# [Prompt]
Given the records below, pull every line with the word "this" into the answer.

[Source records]
PR #2239, opened 2020-09-04
Fixed usage of VERBOSE=1 when setting custom MAKEFLAGS

tgaddair:
When settings env variable `MAKEFLAGS`, the native args option `--` is omitted, leading to error message `Unknown argument VERBOSE=1`.


Dockerfile.cpu
```diff
@@ -3,7 +3,7 @@ FROM ubuntu:18.04
 ENV TENSORFLOW_VERSION=2.3.0
 ENV PYTORCH_VERSION=1.6.0
 ENV TORCHVISION_VERSION=0.7.0
-ENV MXNET_VERSION=1.6.0.post0
+ENV MXNET_VERSION=1.5.0
```
leezu, line 6: Should this be

```suggestion
ENV MXNET_VERSION=1.6.0
```

nvcastet (approved):
Thanks Travis!

PR #2242, opened 2020-09-05
Download all BuildKite artifacts

EnricoMi:
The Buildkite artifact download action did only download the first 100 artifacts, but Horovod has 483 (!). Move to the latest version of the action that fixes this.

Further, to avoid more disruptions, this moves to master so in case there is another bug in the actions I can fix them in actions' master and rerun the workflow without rerunning Buildkite (and waiting hours and raising the AWS bill).

With `continue-on-error: true`, those workflows won't fail on these actions. I keep an eye on them. Thanks for letting me test these actions here, if they work for Horovod, they work everywhere.

### DIFF
--- a/.github/workflows/buildkite_unit_tests.yml
+++ b/.github/workflows/buildkite_unit_tests.yml
@@ -19,7 +19,7 @@ jobs:
 
     steps:
     - name: Download Buildkite Artifacts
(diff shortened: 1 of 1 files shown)


tgaddair (approved):
Sounds good!  Thanks for the fix.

# [Response to the exercise]
leezu, line 6: Should this be
The Buildkite artifact download action did only download the first 100 artifacts, but Horovod has 483 (!). Move to the latest version of the action that fixes this.
Further, to avoid more disruptions, this moves to master so in case there is another bug in the actions I can fix them in actions' master and rerun the workflow without rerunning Buildkite (and waiting hours and raising the AWS bill).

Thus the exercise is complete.